The 24 individual chromosomes (1, 2, 3, ..., 21, 22, X, Y) are arranged circularly C, and represented by labeled C3 ideograms on which the distance scale is displayed C1.

Some chromosomes are shown at different physical scales to illustrate the rich pattern of the data (chr2 3× zoom / chrs 18,19,20,21,22 2× zoom / chrs 3,7,17 10× zoom). Within each ideogram, cytogenetic bands are shown C2. These are large-scale features used in cytogenetics to locate and reference gross changes.

On the outside of the ideograms, genomic variation between individuals and populations is represented by tracks A and B. The number of catalogued locations at which single base pair changes have been observed within populations is shown as a histogram A. Large regions which have been seen to vary in size and copy number between individuals are marked in B.

Locations of genes associated with disease are superimposed on the ideograms D. D3 shows the location of genes implicated in cancer (very dark red), other disease (dark red) and all other genes (red). D2 shows locations of genes implicated in lung, ovarian, breast, prostate, pancreatic, and colon cancer, colored in progressively darker shade of red. D1 marks gene positions implicated in other diseases such as ataxia, epilepsy, glaucoma, heart disease, neuropathy, colored in progressively darker shade of red, as well as diabetes (orange), deafness (green), and Alzheimer (blue) disease.

Grey lines E connect positions on ideograms associated with genes that participate in the same biochemical pathways. The shade of the link reflects character of the gene - dark grey indicates that the gene is implicated in cancer, grey in disease, and light grey for all other genes. Colored links F connect a subset of genomic region pairs that are highly similar and illustrate the deep level of similarity between genomic regions (about 50% of the genome is in so-called repeat regions regions which appear in the genome multiple times and in a variety of locations).

References

Circos two-page spread from Conde Nast Portfolio (500 x 542)

Many of the data sets used in the figure are available through the genome browser at University of California Santa Cruz. The data used in the figure was downloaded from the table browser for the human genome assembly (hg18, May 2006).

The data used (group/track) for figure elements is as follows

  • C mapping and sequencing tracks / chromosome band (ideogram)
  • A variation and repeats / snps (v126). The histogram shows the number of SNPs per 1 Mb.
  • F variation and repeats / segmental duplication. A small subset of segmental duplications are drawn, filtered by locations on chromosomes 2, 3, 7, 9. The choice of locations was motivated by the need for a visually balanced set of links.
  • B variants in genome structure catalogued by the TCAG database.
  • D locations of genes implicated in disease. Gene-to-disease mappings were done using OMIM database.

Gene-to-chromosome location mappings were done using the following data tables from UCSC

  • gene and gene prediction tracks / UCSC genes
  • gene and gene prediction tracks / RefSeq genes

For example, genes implicated in diabetes were found by scanning for all gene and gene aliases that have the keyword "diabetes" in the OMIM entry. Subsequently, the list of gene names was cross-referenced with positional information from UCSC to obtain a final list of genomic positions.

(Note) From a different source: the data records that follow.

PR #7598, opened 2020-08-17
Reduce the number of isAggregateType!T checks

n8sh:
Some are redundant. Others can be replaced by cheaper traits checks.

### DIFF
--- a/std/traits.d
+++ b/std/traits.d
@@ -5638,7 +5638,6 @@ Note: Trying to use returned value will result in a
 //::::::::::::::::::::::::::::::::::::::::::::::::::::::::::::::::::::::::::://
 
 private template AliasThisTypeOf(T)
-if (isAggregateType!T)
 {
     alias members = __traits(getAliasThis, T);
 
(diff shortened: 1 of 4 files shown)


std/traits.d
```diff
@@ -6967,7 +6966,7 @@ enum bool isSIMDVector(T) = is(T : __vector(V[N]), V, size_t N);
 /**
  * Detect whether type `T` is a pointer.
  */
-enum bool isPointer(T) = is(T == U*, U) && !isAggregateType!T;
+enum bool isPointer(T) = is(T == U*, U) && __traits(isScalar, T);
```
n8sh, line 6969: It's not clear to me that `is(T == U*, U)` could ever be true for an aggregate type `T` but I kept a check just in case there's some nuance I'm overlooking.

MoonlightSentinel: Seems like a workaround for an old bug:

```
struct S
{
    int* ptr;
    alias ptr this;
}

pragma(msg, is(S == T*, T));
```
```
2.063   to 2.083.1: Success with output: true
Since      2.084.1: Success with output: false
```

Track D3 shows all genes (red), OMIM genes (dark red) and genes from the Cancer Gene Census, a manually curated subset of genes with strong evidence linking them to cancer. Tracks D1 and D2 show locations of genes associated with specific types of cancer, as well as with other disease.

Links shown in E connect genes found in metabolic pathways catalogued by the KEGG database. For a given set of genes `g_1, g_2, g_3, ...` found in the same pathway, links are drawn between `g_i` and `g_{i+1}`.